▸ **Work item**
Exactly as written, restate the material below from its first line through the line containing "Basically all tests", and stop there.

▸ **Given information**
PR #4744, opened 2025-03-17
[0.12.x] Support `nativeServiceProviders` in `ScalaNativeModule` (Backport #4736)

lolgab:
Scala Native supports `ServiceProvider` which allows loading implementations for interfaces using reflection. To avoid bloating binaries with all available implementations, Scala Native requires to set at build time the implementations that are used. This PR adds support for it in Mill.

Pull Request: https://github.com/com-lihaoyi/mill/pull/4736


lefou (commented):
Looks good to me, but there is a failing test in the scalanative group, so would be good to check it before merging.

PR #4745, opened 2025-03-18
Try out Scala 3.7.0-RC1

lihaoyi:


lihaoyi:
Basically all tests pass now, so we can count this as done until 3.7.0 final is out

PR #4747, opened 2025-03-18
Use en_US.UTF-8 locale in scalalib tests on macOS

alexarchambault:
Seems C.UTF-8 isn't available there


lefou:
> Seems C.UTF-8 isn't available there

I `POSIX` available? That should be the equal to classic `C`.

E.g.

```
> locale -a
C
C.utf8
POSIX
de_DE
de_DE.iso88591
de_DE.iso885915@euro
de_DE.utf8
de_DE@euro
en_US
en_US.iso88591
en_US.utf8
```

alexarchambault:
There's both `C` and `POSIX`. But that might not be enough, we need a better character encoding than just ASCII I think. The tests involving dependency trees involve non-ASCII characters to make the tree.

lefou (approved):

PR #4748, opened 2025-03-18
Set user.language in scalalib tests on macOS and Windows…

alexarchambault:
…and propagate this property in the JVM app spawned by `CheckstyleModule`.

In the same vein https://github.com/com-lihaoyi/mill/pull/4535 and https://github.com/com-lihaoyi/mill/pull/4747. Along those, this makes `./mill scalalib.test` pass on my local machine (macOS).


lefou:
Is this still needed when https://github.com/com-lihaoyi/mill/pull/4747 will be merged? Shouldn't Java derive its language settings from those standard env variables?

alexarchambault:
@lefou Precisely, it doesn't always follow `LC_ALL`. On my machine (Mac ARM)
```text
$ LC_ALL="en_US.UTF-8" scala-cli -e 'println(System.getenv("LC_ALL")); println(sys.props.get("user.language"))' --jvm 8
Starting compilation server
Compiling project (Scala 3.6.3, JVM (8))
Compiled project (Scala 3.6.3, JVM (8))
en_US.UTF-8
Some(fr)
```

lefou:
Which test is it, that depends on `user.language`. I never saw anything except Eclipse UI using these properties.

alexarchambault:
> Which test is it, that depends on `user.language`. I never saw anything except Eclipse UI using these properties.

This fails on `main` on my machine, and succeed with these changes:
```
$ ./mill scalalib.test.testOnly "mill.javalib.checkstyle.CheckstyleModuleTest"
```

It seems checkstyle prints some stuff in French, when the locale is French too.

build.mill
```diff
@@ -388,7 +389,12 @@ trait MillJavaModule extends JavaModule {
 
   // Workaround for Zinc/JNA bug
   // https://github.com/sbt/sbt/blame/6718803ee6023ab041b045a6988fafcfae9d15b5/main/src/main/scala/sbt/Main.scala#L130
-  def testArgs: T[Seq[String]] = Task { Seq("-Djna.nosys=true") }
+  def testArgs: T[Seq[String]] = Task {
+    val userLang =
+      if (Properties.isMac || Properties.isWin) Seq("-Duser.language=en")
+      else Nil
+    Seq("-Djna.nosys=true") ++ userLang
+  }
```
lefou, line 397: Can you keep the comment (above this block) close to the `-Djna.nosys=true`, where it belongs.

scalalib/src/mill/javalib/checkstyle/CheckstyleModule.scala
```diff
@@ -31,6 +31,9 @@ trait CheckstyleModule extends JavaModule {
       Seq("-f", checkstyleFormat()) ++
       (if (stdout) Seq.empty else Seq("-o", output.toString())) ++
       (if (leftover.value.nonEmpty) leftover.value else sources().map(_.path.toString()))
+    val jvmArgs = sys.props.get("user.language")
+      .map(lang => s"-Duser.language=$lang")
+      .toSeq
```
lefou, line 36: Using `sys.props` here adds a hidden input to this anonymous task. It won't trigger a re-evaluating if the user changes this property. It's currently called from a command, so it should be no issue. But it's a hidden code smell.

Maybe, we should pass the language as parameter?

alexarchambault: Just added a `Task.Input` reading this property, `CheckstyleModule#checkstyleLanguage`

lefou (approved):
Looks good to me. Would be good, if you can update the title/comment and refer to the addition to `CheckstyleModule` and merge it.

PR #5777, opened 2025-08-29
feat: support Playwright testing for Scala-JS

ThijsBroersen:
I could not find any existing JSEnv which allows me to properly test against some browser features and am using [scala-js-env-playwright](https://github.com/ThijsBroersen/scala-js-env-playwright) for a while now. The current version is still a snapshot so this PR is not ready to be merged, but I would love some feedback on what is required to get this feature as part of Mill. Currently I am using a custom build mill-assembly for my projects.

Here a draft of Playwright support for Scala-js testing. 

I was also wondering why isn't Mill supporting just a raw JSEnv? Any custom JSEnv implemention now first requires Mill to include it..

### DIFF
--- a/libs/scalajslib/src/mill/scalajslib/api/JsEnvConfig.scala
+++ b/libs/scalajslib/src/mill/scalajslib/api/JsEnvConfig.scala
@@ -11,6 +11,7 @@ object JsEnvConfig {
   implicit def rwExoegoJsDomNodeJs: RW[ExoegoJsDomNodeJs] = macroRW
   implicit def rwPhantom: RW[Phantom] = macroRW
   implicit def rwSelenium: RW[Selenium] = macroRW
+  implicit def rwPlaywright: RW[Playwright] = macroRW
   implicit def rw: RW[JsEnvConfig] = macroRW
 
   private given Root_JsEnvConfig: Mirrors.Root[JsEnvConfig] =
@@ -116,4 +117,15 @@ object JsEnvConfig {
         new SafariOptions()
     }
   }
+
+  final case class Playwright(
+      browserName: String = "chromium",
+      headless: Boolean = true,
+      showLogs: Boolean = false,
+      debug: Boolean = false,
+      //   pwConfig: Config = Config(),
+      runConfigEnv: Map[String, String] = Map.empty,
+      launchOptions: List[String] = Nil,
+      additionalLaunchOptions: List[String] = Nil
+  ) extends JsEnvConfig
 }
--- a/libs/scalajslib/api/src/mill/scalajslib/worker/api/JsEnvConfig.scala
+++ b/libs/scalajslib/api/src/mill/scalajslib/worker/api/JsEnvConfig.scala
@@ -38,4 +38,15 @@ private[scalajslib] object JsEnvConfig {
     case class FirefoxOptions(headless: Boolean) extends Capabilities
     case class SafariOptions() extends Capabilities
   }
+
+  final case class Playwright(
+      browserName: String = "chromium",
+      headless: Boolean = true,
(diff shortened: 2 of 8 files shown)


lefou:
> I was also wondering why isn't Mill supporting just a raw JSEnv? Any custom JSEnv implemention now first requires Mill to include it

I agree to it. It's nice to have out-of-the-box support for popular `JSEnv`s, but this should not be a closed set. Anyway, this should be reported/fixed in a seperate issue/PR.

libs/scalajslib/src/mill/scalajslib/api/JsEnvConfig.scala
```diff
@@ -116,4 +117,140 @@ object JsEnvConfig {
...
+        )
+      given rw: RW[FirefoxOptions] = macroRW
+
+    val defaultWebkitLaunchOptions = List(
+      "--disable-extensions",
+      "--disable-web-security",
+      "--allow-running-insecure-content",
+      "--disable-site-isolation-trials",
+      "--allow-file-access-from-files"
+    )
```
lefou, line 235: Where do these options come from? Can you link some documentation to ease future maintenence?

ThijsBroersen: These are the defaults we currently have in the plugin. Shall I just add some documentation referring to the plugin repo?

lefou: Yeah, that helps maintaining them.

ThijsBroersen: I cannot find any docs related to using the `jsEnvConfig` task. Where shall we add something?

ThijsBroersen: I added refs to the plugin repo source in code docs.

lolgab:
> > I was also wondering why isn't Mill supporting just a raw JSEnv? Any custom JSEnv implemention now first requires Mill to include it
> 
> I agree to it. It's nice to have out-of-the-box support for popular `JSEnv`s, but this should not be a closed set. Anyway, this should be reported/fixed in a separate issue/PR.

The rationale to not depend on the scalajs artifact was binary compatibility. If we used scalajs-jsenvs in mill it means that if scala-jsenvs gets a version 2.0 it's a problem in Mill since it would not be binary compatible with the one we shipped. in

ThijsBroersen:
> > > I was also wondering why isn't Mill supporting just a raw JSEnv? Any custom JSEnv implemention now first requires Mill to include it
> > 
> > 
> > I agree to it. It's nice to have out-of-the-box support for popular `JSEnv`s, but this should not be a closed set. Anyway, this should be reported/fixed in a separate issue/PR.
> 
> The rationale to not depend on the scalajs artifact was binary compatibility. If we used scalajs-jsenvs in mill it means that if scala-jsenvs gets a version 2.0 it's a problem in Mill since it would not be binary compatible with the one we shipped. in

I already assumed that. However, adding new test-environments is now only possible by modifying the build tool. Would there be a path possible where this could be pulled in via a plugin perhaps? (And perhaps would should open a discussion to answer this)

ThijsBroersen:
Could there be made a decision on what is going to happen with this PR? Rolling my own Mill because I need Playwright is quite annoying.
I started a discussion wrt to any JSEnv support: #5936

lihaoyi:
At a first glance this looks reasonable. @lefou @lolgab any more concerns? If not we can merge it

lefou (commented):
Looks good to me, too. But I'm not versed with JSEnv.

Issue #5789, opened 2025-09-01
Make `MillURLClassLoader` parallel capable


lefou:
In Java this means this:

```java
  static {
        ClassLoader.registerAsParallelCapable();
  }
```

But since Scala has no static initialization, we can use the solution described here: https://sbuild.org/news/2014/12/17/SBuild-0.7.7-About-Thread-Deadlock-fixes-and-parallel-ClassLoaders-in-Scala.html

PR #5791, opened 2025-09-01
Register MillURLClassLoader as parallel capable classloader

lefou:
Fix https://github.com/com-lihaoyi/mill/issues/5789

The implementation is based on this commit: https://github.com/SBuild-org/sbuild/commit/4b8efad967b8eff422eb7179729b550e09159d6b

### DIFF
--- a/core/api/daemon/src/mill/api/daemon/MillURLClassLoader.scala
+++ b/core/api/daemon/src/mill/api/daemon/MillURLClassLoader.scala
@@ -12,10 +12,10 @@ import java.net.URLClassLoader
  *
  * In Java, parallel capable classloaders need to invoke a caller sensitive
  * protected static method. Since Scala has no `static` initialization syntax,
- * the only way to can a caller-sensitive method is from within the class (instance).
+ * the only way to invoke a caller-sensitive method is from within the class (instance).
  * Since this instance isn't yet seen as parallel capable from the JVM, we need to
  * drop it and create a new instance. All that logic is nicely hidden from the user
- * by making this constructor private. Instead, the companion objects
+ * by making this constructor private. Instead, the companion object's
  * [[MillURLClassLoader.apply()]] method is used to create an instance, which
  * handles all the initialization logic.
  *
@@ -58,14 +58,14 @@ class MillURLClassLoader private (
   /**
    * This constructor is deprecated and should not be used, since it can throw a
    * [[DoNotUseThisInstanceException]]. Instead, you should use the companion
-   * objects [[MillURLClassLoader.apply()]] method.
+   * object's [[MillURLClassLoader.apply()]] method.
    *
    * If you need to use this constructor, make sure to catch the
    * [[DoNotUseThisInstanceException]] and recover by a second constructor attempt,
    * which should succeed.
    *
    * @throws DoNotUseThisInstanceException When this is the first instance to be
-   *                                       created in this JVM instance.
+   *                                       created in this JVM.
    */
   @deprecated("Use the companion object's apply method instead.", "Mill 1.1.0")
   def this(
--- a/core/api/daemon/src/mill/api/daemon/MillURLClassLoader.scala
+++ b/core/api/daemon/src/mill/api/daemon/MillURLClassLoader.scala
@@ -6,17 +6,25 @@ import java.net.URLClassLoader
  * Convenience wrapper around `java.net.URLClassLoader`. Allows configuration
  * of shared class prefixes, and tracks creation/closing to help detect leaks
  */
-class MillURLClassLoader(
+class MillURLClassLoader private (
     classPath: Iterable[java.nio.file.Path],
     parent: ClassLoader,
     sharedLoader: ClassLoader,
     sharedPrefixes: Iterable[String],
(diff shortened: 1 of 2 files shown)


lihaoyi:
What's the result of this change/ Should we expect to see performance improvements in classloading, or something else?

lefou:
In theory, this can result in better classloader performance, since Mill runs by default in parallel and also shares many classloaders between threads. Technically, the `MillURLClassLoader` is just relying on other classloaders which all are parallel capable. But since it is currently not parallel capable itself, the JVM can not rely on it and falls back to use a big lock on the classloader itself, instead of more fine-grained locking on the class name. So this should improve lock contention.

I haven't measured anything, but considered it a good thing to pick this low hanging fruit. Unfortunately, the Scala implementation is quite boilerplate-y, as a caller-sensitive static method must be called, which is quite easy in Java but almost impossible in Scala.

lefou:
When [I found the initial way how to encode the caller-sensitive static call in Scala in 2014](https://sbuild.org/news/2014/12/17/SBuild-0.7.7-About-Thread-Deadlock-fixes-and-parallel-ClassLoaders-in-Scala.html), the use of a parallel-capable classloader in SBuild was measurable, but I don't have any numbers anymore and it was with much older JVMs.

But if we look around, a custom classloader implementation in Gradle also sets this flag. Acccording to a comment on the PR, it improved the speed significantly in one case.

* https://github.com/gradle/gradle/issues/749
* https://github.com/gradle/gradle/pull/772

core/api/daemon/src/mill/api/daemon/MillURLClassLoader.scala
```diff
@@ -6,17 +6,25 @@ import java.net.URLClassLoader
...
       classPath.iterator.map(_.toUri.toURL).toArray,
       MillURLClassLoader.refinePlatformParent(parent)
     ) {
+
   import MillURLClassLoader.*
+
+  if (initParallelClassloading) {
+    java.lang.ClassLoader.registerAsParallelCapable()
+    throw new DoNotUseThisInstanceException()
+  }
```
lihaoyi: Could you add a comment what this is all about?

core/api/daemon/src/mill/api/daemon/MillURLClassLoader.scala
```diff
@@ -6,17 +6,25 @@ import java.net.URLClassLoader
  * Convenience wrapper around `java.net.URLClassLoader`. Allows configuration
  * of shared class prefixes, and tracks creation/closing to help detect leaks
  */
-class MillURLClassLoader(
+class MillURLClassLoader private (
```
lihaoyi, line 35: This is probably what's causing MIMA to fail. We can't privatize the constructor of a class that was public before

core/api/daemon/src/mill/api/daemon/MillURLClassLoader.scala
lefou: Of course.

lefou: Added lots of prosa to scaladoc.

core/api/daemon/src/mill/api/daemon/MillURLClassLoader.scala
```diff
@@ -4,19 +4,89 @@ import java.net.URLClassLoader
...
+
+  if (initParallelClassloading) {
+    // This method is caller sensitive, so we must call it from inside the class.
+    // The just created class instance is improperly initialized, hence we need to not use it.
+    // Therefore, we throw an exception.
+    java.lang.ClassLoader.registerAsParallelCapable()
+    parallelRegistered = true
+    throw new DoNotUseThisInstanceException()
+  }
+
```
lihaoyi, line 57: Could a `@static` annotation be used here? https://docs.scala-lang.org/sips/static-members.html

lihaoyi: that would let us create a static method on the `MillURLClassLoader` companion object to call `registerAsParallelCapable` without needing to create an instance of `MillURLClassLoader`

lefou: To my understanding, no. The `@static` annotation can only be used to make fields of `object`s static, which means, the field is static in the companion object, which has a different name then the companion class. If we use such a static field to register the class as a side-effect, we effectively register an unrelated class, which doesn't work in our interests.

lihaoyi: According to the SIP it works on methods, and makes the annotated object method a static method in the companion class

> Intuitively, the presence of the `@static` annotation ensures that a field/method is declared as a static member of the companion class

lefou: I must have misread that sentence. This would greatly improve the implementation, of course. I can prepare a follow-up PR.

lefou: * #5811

▸ **Exercise output**
PR #4744, opened 2025-03-17
[0.12.x] Support `nativeServiceProviders` in `ScalaNativeModule` (Backport #4736)

lolgab:
Scala Native supports `ServiceProvider` which allows loading implementations for interfaces using reflection. To avoid bloating binaries with all available implementations, Scala Native requires to set at build time the implementations that are used. This PR adds support for it in Mill.

Pull Request: https://github.com/com-lihaoyi/mill/pull/4736


lefou (commented):
Looks good to me, but there is a failing test in the scalanative group, so would be good to check it before merging.

PR #4745, opened 2025-03-18
Try out Scala 3.7.0-RC1

lihaoyi:


lihaoyi:
Basically all tests pass now, so we can count this as done until 3.7.0 final is out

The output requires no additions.